姉さんの気怠げな、けれどよく通る声が演習場に響いた。

その合図と同時だった。

 

「――行きますっ!」

 

地を蹴る鋭い踏み込みの音と共に、セドリックが一気に距離を詰めてくる。

彼が手にする幅の広い剣が、大きく、しかし恐ろしいほどの鋭さを持って俺へと振り下ろされた。

俺は腰のホルダーから二本の大型ナイフを瞬時に引き抜くと、それらを十字に交差させて頭上に構える。

ガギィィィッ!!という甲高い金属音が地下空間に反響した。

十字の中心、支点を潰すように刃を押し付け、セドリックの重い一撃を真正面から受け止める。

 

(……重い。
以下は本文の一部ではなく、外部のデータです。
PR #2086, opened 2023-08-01
feat: implement a file provider for Azure auth

### LINKED ISSUE #2056: Implement a file provider for Azure auth
#1903 replaces the previous Azure auth library with a new one. In the new library, authentication changed slightly (namely file based auth is no longer available).

The current workaround is to read the file and set some details as env vars.

While this works for now, it's not an ideal solution: normally, when a credential provider fails, it's supposed to fall back to the next one in the chain. In this case, however, that's not possible, because we overwrite environment variables.

A better solution would be implementing a custom credential provider and adding it to the chain.

Some details about how we can implement such provider:

- https://github.com/Azure/azure-sdk-for-go/blob/sdk/azidentity/v1.3.0/sdk/azidentity/default_azure_credential.go#L55
- https://github.com/Azure/azure-sdk-for-go/blob/sdk/azidentity/v1.3.0/sdk/azidentity/environment_credential.go
- https://pkg.go.dev/github.com/Azure/azure-sdk-for-go/sdk/azidentity#DefaultAzureCredential

akijakya:
Fixes #2056

Tested with Azure


pkg/kv/azurekv/keyvault.go
```diff
@@ -44,21 +50,25 @@ func New(name string) (kv.Service, error) {
...
+	if defaultAzureCredErr == nil {
+		_, getTokenErr = cred.GetToken(context.Background(), policy.TokenRequestOptions{})
+	}
+	// If getting credential with the default options fails, try it with the use of auth file
+	if defaultAzureCredErr != nil || getTokenErr != nil {
+		fbc, err := NewFileBasedCredential()
 		if err != nil {
-			log.Fatal(err)
+			log.Fatalf("failed to obtain a credential: %v", errors.Combine(defaultAzureCredErr, getTokenErr, err))
 		}
```
ramizpolic, line 70: This looks cleaner
```go
	// Creating the default credential chain or auth file
	cred, err := azidentity.NewDefaultAzureCredential(nil)
	if err != nil {
		log.Debugf("falling back to creating auth file due to err=%v", err)
		if cred, err = NewFileBasedCredential(); err != nil {
			log.Fatalf("failed to create cred chain: %v", err)
		}
	}

	// Get credential
	_, err = cred.GetToken(context.Background(), policy.TokenRequestOptions{})
	if err != nil {
		log.Fatalf("failed to obtain a credential: %v", err)
	}

```

pkg/kv/azurekv/keyvault.go
```diff
@@ -93,3 +103,63 @@ func (a *azureKeyVault) Set(key string, val []byte) error {
 	_, err := a.client.SetSecret(context.Background(), key, parameters, nil)
 	return errors.Wrapf(err, "failed to set key: %s", key)
 }
+
+func NewFileBasedCredential() (azcore.TokenCredential, error) {
+	// Implementation based on github.com/Azure/go-autorest/autorest/azure/auth.GetSettingsFromFile()
+	fileLocation := os.Getenv("AZURE_AUTH_LOCATION")
```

剛剣、か……!)

 

ギリギリと金属が軋む音を立てながら、セドリックの剣術を肌で感じ取り、思考を巡らせる。

俺は帝国の剣術流派に明るいわけではないが、いくつかの体系があることくらいは知っている。

この力強く直線的な剣筋は、一度対峙したルーファスさんの、どこまでも洗練された宮廷剣術とは明らかに違う。

しかし、決して粗製濫造な力任せの剣ではなく、体系としてしっかりと確立された強靭な『剛』の剣だった。

 

「はあああっ!」

 

セドリックが裂帛の気合いと共に、さらに重い連撃を繰り出してくる。

俺は二本の分厚いナイフを巧みに重ねて受け流し、致命傷となる軌道だけを確実に逸らしていく。

 

あのバベル事変の最中、俺が握っていた『可変式スタンハルバード』は、今、手元にはない。

あの崩壊の中でどうなったかすら把握していないのだ。もしかしたら特務支援課の皆さんが拾ってくれて、俺の墓標代わりにでもなっているかもしれない。

今はとりあえず、結社の武器庫から見繕ったありあわせの武器で間に合わせているが……まあ、元々俺は武器には括っていないし。さして困ることはない。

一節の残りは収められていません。